PR #110, opened 2018-03-27
Implementing RHEL-07-020660

mikerenfro:
Fails on filenames with spaces. I'd fix this in a script by using `find -print0` instead of `find -print`, and then pass everything into `xargs -0`, but not sure how to go about that here.

### DIFF
--- a/tasks/fix-cat2.yml
+++ b/tasks/fix-cat2.yml
@@ -801,6 +801,7 @@
 - name: "MEDIUM | RHEL-07-020660 | PATCH | All files and directories contained in local interactive user home directories must be owned by the owner of the home directory."
   block:
     - name: "MEDIUM | RHEL-07-020660 | AUDIT | All files and directories contained in local interactive user home directories must be owned by the owner of the home directory."
+<<<<<<< HEAD
       # All files in subdirectories
       shell: find {{ item.split(':')[2] }} -mindepth 2 -type f ! -user {{ item.split(':')[0] }}
 <<<<<<< HEAD
@@ -860,18 +861,33 @@
       with_items: "{{rhel_07_020660_audit_3.results}}"
       when: rhel_07_020660_audit_3 | changed
 >>>>>>> 521e1c2... Implementing correct find and xargs commands for everything but home dotfiles.
+=======
+      shell: "{{ find_command_base }} -print -quit"
+      check_mode: no
+      changed_when: rhel_07_020660_audit.stdout != ""
+      register: rhel_07_020660_audit
+      with_items: "{{ rhel7stig_passwd }}"
+      loop_control:
+        label: "{{ rhel7stig_passwd_label }}"
+      when:
+        - this_item.uid >= 1000
+      vars:
+        this_item: "{{ item }}"
 
     - name: "MEDIUM | RHEL-07-020660 | PATCH | All files and directories contained in local interactive user home directories must be owned by the owner of the home directory."
-      # All non-dotfiles in home directory
-      shell: "{{ item.cmd }} -print0 | xargs -r -0 chown {{ item.item.split(':')[0] }}"
-      with_items: "{{rhel_07_020660_audit_2.results}}"
-      when: rhel_07_020660_audit_2 | changed
+      shell: "{{ find_command_base }} -print0 | xargs -r -0 chown {{ this_item.uid }}"
+      with_items: "{{ rhel_07_020660_audit.results }}"
+      loop_control:
+        label: "{{ rhel7stig_passwd_label }}"
+      when:
+        - item | changed
+      vars:
+        this_item: "{{ item.item }}"
+>>>>>>> f3754c8... Adding James' find commands
 
-    - name: "MEDIUM | RHEL-07-020660 | PATCH | All files and directories contained in local interactive user home directories must be owned by the owner of the home directory."
-      # Everything not a file, at any depth
-      shell: "{{ item.cmd }} -print0 | xargs -r -0 chown {{ item.item.split(':')[0] }}"
-      with_items: "{{rhel_07_020660_audit_3.results}}"
-      when: rhel_07_020660_audit_3 | changed
+  vars:
+    find_command_base: 'find "{{ this_item.dir }}" -mindepth 1 \( -path "{{ this_item.dir }}/.*" -not -path "{{ this_item.dir }}/.*/*" -type f \) -o -not -user {{ this_item.uid }}'
+
   when: rhel_07_020660
   tags:
       - RHEL-07-020660
--- a/tasks/fix-cat2.yml
+++ b/tasks/fix-cat2.yml
@@ -801,67 +801,6 @@
 - name: "MEDIUM | RHEL-07-020660 | PATCH | All files and directories contained in local interactive user home directories must be owned by the owner of the home directory."
   block:
     - name: "MEDIUM | RHEL-07-020660 | AUDIT | All files and directories contained in local interactive user home directories must be owned by the owner of the home directory."
-<<<<<<< HEAD
-      # All files in subdirectories
-      shell: find {{ item.split(':')[2] }} -mindepth 2 -type f ! -user {{ item.split(':')[0] }}
-<<<<<<< HEAD
-      with_items: "{{ rhel7stig_passwd_homedir_audit.stdout_lines }}"
-      changed_when: rhel_07_020660_audit_1.stdout != ""
-      register: rhel_07_020660_audit_1
-      check_mode: no
-
-    - name: "MEDIUM | RHEL-07-020660 | AUDIT | All files and directories contained in local interactive user home directories must be owned by the owner of the home directory."
-      # All non-dotfiles in home directory
-      shell: find {{ item.split(':')[2] }} -maxdepth 1 -type f ! -name '.*' ! -user {{ item.split(':')[0] }}
-      with_items: "{{ rhel7stig_passwd_homedir_audit.stdout_lines }}"
-=======
-      with_items: "{{ rhel7stig_passwd_homedir_audit.stdout_lines }}"
-      changed_when: rhel_07_020660_audit_1.stdout != ""
-      register: rhel_07_020660_audit_1
-      check_mode: no
-
-    - name: "MEDIUM | RHEL-07-020660 | AUDIT | All files and directories contained in local interactive user home directories must be owned by the owner of the home directory."
-      # All non-dotfiles in home directory
-      shell: find {{ item.split(':')[2] }} -maxdepth 1 -type f ! -name '.*' ! -user {{ item.split(':')[0] }}
-      with_items: "{{ rhel7stig_passwd_homedir_audit.stdout_lines }}"
->>>>>>> 521e1c2... Implementing correct find and xargs commands for everything but home dotfiles.
-      changed_when: rhel_07_020660_audit_2.stdout != ""
-      register: rhel_07_020660_audit_2
-
-    - name: "MEDIUM | RHEL-07-020660 | AUDIT | All files and directories contained in local interactive user home directories must be owned by the owner of the home directory."
-      # Everything not a file, at any depth
-      shell: find {{ item.split(':')[2] }} ! -type f ! -user {{ item.split(':')[0] }}
-      with_items: "{{ rhel7stig_passwd_homedir_audit.stdout_lines }}"
-      changed_when: rhel_07_020660_audit_3.stdout != ""
-      register: rhel_07_020660_audit_3
-<<<<<<< HEAD
-
-    - name: "MEDIUM | RHEL-07-020660 | PATCH | All files and directories contained in local interactive user home directories must be owned by the owner of the home directory."
-      # All files in subdirectories
-      shell: "{{ item.cmd }} -print0 | xargs -r -0 chown {{ item.item.split(':')[0] }}"
-      with_items: "{{rhel_07_020660_audit_1.results}}"
-      when: rhel_07_020660_audit_1 | changed
-=======
-
-    - name: "MEDIUM | RHEL-07-020660 | PATCH | All files and directories contained in local interactive user home directories must be owned by the owner of the home directory."
-      # All files in subdirectories
-      shell: "{{ item.cmd }} -print0 | xargs -r -0 chown {{ item.item.split(':')[0] }}"
-      with_items: "{{rhel_07_020660_audit_1.results}}"
-      when: rhel_07_020660_audit_1 | changed
-
-    - name: "MEDIUM | RHEL-07-020660 | PATCH | All files and directories contained in local interactive user home directories must be owned by the owner of the home directory."
-      # All non-dotfiles in home directory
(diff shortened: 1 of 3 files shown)


tasks/fix-cat2.yml
```diff
@@ -711,12 +711,21 @@
...
-  changed_when: no
+  block:
+    - name: "MEDIUM | RHEL-07-020660 | AUDIT | All files and directories contained in local interactive user home directories must be owned by the owner of the home directory."
+      command: find {{ item.split(':')[2] }} ! ( -user {{ item.split(':')[0] }} -o -user root )
+      changed_when: no
+      register: rhel_07_020660_audit
+      with_items: "{{ rhel7stig_passwd_homedir_audit.stdout_lines }}"
+
+    - name: "MEDIUM | RHEL-07-020660 | PATCH | All files and directories contained in local interactive user home directories must be owned by the owner of the home directory."
+      #include_tasks: chown_user_file.yml
```
shepdelacreme: Can you remove this commented code if its not needed.

tasks/fix-cat2.yml
```diff
@@ -711,12 +711,21 @@
...
+      command: chown {{ item.item.split(':')[0] }} {{ item.stdout_lines | join(' ') }}
```
shepdelacreme: Can we use a native Ansible module to do this instead of the command module?

mikerenfro: We might, but the problem I ran into was that the `find` module won't let select files based off the owner. Thus the `command` version in the audit task, and we end up with using its `stdout_lines`.

Alternative 1: in the audit task, recurse through each home directory with the `find` module and a register, regardless of owning user. In the patch task, iterate over that register and use the `file` module to set ownership on each file found. The issue there is that I think we'd have to decide that all files in the home directory must be owned by the home directory owner, and not root.

Alternative 2: in the audit task, use the command module like I'm doing now to get a list of files not owned by root or the home directory owner, but don't record those in a register. In the patch task, use the shell module to run the same find command with `-print0` instead of the default `-print`, and pass that over a pipe to `xargs -0`. That'll get us the ability to fix files that have spaces in their names, and won't touch any files already owned by root or the home directory owner.

tasks/fix-cat2.yml
mikerenfro: I can.

tasks/fix-cat2.yml
shepdelacreme: Oh I'm fine using `command: find` to find the files to operate on...the Ansible find module lacks a lot and can be rather slow.

I more meant instead of `command: chown` can we use the Ansible file module?

mikerenfro: Yeah, I think so. Iterate over the find command's stdout_lines for the path attribute of a file task.

shepdelacreme:
Is there a reason for putting the file chown task in a separate yml file?

jamescassell:
I think this would be better remediated by a 'find -exec' command.  json_query should also work.  I'd guess he used the separate file because with_nested doesn't work in this case, and he wanted to do an asymmetric nested loop.

mikerenfro:
Basically. Are we all good with using `find` and `xargs` (faster than `-exec` if there's lots of things to change)?

tasks/fix-cat2.yml
```diff
@@ -711,12 +711,22 @@
       - RHEL-07-020650
 
 - name: "MEDIUM | RHEL-07-020660 | PATCH | All files and directories contained in local interactive user home directories must be owned by the owner of the home directory."
-  command: "true"
-  changed_when: no
+  block:
+    - name: "MEDIUM | RHEL-07-020660 | AUDIT | All files and directories contained in local interactive user home directories must be owned by the owner of the home directory."
+      command: find {{ item.split(':')[2] }} ! ( -user {{ item.split(':')[0] }} -o -user root )
+      changed_when: no
```
jamescassell: I'd say:
```
changed_when:
    - rhel_07_020660_audit.stdout != ""
```

tasks/fix-cat2.yml
```diff
@@ -711,12 +711,22 @@
...
+      register: rhel_07_020660_audit
+      with_items: "{{ rhel7stig_passwd_homedir_audit.stdout_lines }}"
+
+    - name: "MEDIUM | RHEL-07-020660 | PATCH | All files and directories contained in local interactive user home directories must be owned by the owner of the home directory."
```
jamescassell: Fine to change this to a 'find -exec' or 'find | xargs -0'.  Condition its run on:
```
when: rhel_07_020660_audit | changed
```

mikerenfro:
Think I've got this one now. Will apply to the remaining home directory tasks (group and permissions on regular files; owner, group, and permissions on dotfiles) once this has been reviewed.

tasks/fix-cat2.yml
```diff
@@ -711,12 +711,49 @@
       - RHEL-07-020650
 
 - name: "MEDIUM | RHEL-07-020660 | PATCH | All files and directories contained in local interactive user home directories must be owned by the owner of the home directory."
-  command: "true"
-  changed_when: no
+  block:
+    - name: "MEDIUM | RHEL-07-020660 | AUDIT | All files and directories contained in local interactive user home directories must be owned by the owner of the home directory."
+      # All files in subdirectories
+      shell: find {{ item.split(':')[2] }} -mindepth 2 -type f ! -user {{ item.split(':')[0] }}
```
jamescassell: Add "check_mode: no"

mikerenfro:
Hadn't considered a sufficiently clever single find command for all three categories of files. Will see what's possible.

mikerenfro:
@jamescassell @shepdelacreme Looping back around to 020660 again. If this method with the three find commands looks viable, at least as a first attempt, I'll start adapting it to cover 020670, 020680, 020690, 020700, and 020710 (which means we're very close to completing the STIG IDs I need for our internal baseline configuration).

Best case scenario with a sufficiently clever find command, I think we're still looking at two commands, since dotfiles in the home directory are under slightly different rules than regular files and directories, and would need different xargs commands.

jamescassell:
I don't see the need for 3 find commands.  Why can't you do:
```
command: find {{ user_home }} -mindepth 1 -not -user {{ username }}
```
I don't think I understand your different categories of files.

mikerenfro:
Because 020660-020680 only applies to regular files and directories, not dotfiles in the home directory. (covered by covered by 020690-020710).

Normal files and directories are required to be owned by the user, and must be mode 750 or below. Dotfiles in the home directory can be owned by the user or root, and must be mode 740 or below.

If we're going to chown files and directories to the user, we've got to be able to exclude dotfiles in the home directory, but still pick up dotfiles in subdirectories.

If I'm missing something else on your simpler find command, let me know.

jamescassell:
okay, I see what you're saying.  Interestingly, RHEL-07-020660 also implies that any file pointed to by a symlink from a homedir must also be owned by that user, based on their check command.  I'm not sure I'd be comfortable remediating files outside of a homedir, but we can/should warn on them.

For a single command, you should be able to do:
```
command: find {{ user_home }} -mindepth 1 -path {{ user_home }}/.* -o -not -user {{ username }}
```
That should take care of most cases.  To comply with the check content, we'd need to pass '-L' as the first arg to find, but I'm not comfortable with that in a remediation, as I could see a "user" exploiting this by pointing a symlink out of his homedir to a file of which ownership is desired.

jamescassell:
should have been:
```
command: find {{ user_home }} -mindepth 1 -path {{ user_home }}/.* -prune -o -not -user {{ username }}
```

mikerenfro:
Ok. Will test that last one. But will it correctly find a `.emacs` folder in the home directory (subject to 020660), and ignore a `.bashrc` file (subject to 020690)? Here's my script to generate test cases:

```
#!/bin/bash
cd /home/sysadm_user
mkdir -p dir-wrong-owner .dir-wrong-owner2
touch .wrong-owner wrong-owner .wrong-owner2 wrong-owner-2 wrong-owner3
touch .right_owner .right_owner2 right_owner
touch dir-wrong-owner/wrong_owner3 dir-wrong-owner/.wrong_owner4

chown root:root dir-wrong-owner .dir-wrong-owner2
chown 1998:root .wrong-owner wrong-owner .wrong-owner2 wrong-owner-2
chown sysadm_user:root .right_owner2 right_owner
chown root:root wrong-owner3 .right_owner dir-wrong-owner/*

ls -alR /home/sysadm_user

# /home/sysadm_user/:
# total 0
# drwx------. 4 sysadm_user sysadm_user 215 Mar 28 14:25 .
# drwxr-xr-x. 3 root        root         25 Mar 27 17:12 ..
# drwxr-xr-x. 2 root        root         47 Mar 28 14:04 dir-wrong-owner
# drwxr-xr-x. 2 root        root          6 Mar 28 14:14 .dir-wrong-owner2
# -rw-r--r--. 1 root        root          0 Mar 28 13:59 .right_owner
# -rw-r--r--. 1 sysadm_user root          0 Mar 27 10:03 right_owner
# -rw-r--r--. 1 sysadm_user root          0 Mar 28 14:00 .right_owner2
# -rw-r--r--. 1        1999 root          0 Mar 28 13:59 .wrong-owner
# -rw-r--r--. 1        2000 root          0 Mar 27 10:03 wrong-owner
# -rw-r--r--. 1        1998 root          0 Mar 28 13:59 .wrong-owner2
# -rw-r--r--. 1        2001 root          0 Mar 27 15:00 wrong-owner-2
# -rw-r--r--. 1 root        root          0 Mar 28 14:25 wrong-owner3

# /home/sysadm_user/dir-wrong-owner:
# total 0
# drwxr-xr-x. 2 root        root         47 Mar 28 14:04 .
# drwx------. 4 sysadm_user sysadm_user 215 Mar 28 14:25 ..
# -rw-r--r--. 1 root        root          0 Mar 28 14:02 wrong_owner3
# -rw-r--r--. 1 root        root          0 Mar 28 14:04 .wrong_owner4

# /home/sysadm_user/.dir-wrong-owner2:
# total 0
# drwxr-xr-x. 2 root        root          6 Mar 28 14:14 .
# drwx------. 4 sysadm_user sysadm_user 215 Mar 28 14:25 ..
```

jamescassell:
The check command given in the STIG is:
```
ls -lLR /home/smithj
```

That check command won't find you .emacs folder, either, so what I listed above seems compliant with the letter of the STIG.

jamescassell:
The given command in 020690 would find your .emacs folder:
```
 ls -al /home/smithj/.*
```

mikerenfro:
Going to have to think about this one for a while longer:

`find -print0 | xargs -0` is efficient, and won't get tripped up on weird filenames (including spaces).

Anything using `ls` will have to get split out by `stdout_lines` or the equivalent. Individual file tasks could get slow. Sending `ls` output Into a pipe would have to take precautions for weird filenames.

And the `.emacs` folder is subject to 020660, as it's not covered by 020690 (which explicitly applies to files). `.bashrc` is subject to 020690. So any find or related command for 020660 must include top-level dot-folders, exclude top-level dot-files, and include dot-files and dot-folders at all other levels.

mikerenfro:
So I was wrong about a `.emacs` folder at the top level (it's a file). But the `.ssh` folder can take its place in the test cases.

If someone can quickly find a clever set of regexes or similar for find commands to get us below three separate commands, I'm all for it. Otherwise, I'm good to roll in a block of three individual find commands for now and optimize it later.

jamescassell:
I don't see that 020660 leaves an exception for dotfiles, except that the check command the STIG provides won't find dotfiles or dotfolders.  It seems to me that if we exclude dotfiles from here, there should be no problem also excluding dotfolders.  I would include both dotfiles and dotfolders for a 020690 remediation, covering all files and folders between 020660 and 020690.

mikerenfro:
It doesn't have an explicit exception in 020660, no. But 020680 includes

> Files that begin with a "." are excluded from this requirement.

along with the same language in the rule title of

> All files and directories contained in local interactive user home directories

So I'm interpreting that as 020660-020680 apply to everything that's not a top-level dotfile, since 020690-020710 explicitly call out top-level dotfiles with different rules on their ownership and permissions, even though 020660 or 020670 don't contain any exception language similar to 020680.

There's still the possibility that local initialization files as written in 020690-020710 are for any dotfiles at any level, but that requires the authors to have mistakenly used a non-recursive `ls` command to find initialization files in 020690-020710, when they were able to use a recursive `ls` command in 020660-020680, and `find` commands in various other rules.

shepdelacreme:
I think this one can use the /etc/passwd parsing from #130 to make some of the find commands more clear?

mikerenfro:
It can. Will adapt to that in the morning.

jamescassell:
See #137 for a find command that implements what you described above.

mikerenfro:
@shepdelacreme Either I'm blind or Travis is lying about that last build. I only see 'failed=0' on both the main test and the idempotence test. @jamescassell worked in your find commands, I think.

jamescassell:
```
The command "docker exec --tty $container_id yamllint -c /etc/ansible/roles/role_under_test/.yamllint /etc/ansible/roles/role_under_test/" exited with 1.
```

mikerenfro:
So I need to do lint fixes, then? Ok.

jamescassell:
Is there anything covered here not covered by #137 ? The "Files Changed" tab above is not so helpful at this point...

shepdelacreme:
@mikerenfro I'm going to clean up your branch and squash/rebase all these changes so its more clear what is actually changed in this PR.

Also whats the opinion between this and #137 since they both try and implement the same fixes?

mikerenfro:
I'm good to deprecate this in favor of #137. Just wanted to clean up my mess as much as possible. May want to put the `-print0` and `xargs -r -0` in #137, but that's a minor detail.

shepdelacreme:
Ok I cleaned up this branch and squashed a lot of the commits. It was hairy but I think I got everything sorted. I'm not sure how you are rebasing but generally my workflow looks like this.

I have two remotes set on my local git repo:
origin = my fork
upstream = the source repo (MindPointGroup)

```
git fetch upstream
git rebase -i $(git merge-base <my-branch-name> upstream/devel)
```
This will take you through the normal rebase procedure where you can pick/squash commits.
Once you are done with that just run.
```
git rebase upstream/devel
```
Fix any conflicts that crop up. During the fixing of conflicts is usually where I get messed up...especially in large rebases. But generally I just remember to only `git add` or `git rm` after fixing a conflict. No need to `git commit`. 

Then just `git rebase --continue` and keep fixing conflicts until everything is sorted. Or `git rebase --abort` if I've screwed everything up. After your are done you will need to force push. `git push -f`. If you see a bunch of commits show up in the pull request on github that are from another PR that was already merged in then you've done something wrong. You should only see your commits.

To verify on your local branch before force pushing that you don't have extra commits you can review the output of `git log` to make sure there are duplicate commits from others showing up in the log.

FWIW I'm no expert when it comes to git and I'm sure my method above could be much improved by a git master.

shepdelacreme:
Ok closing this and using #137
****
ACTIVITY: In which lines of the material above does the string "pick" occur? Copy them all.

RESPONSE FOR THIS EXERCISE:
If we're going to chown files and directories to the user, we've got to be able to exclude dotfiles in the home directory, but still pick up dotfiles in subdirectories.
This will take you through the normal rebase procedure where you can pick/squash commits.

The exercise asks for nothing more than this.